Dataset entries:
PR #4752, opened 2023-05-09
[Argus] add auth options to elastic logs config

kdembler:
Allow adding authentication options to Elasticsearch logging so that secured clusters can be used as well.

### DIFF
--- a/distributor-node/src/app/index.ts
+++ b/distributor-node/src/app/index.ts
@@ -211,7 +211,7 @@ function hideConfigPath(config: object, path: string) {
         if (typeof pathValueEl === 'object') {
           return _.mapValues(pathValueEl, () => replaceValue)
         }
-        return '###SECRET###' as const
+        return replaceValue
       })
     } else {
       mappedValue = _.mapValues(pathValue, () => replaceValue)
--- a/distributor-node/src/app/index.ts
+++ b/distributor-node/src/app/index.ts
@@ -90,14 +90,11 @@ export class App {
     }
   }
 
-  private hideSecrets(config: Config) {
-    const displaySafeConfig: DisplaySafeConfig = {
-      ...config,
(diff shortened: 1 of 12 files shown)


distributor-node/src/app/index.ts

Problem to solve: Give the number of lines in the entries that hold the word "return", and nothing else.

Result: 3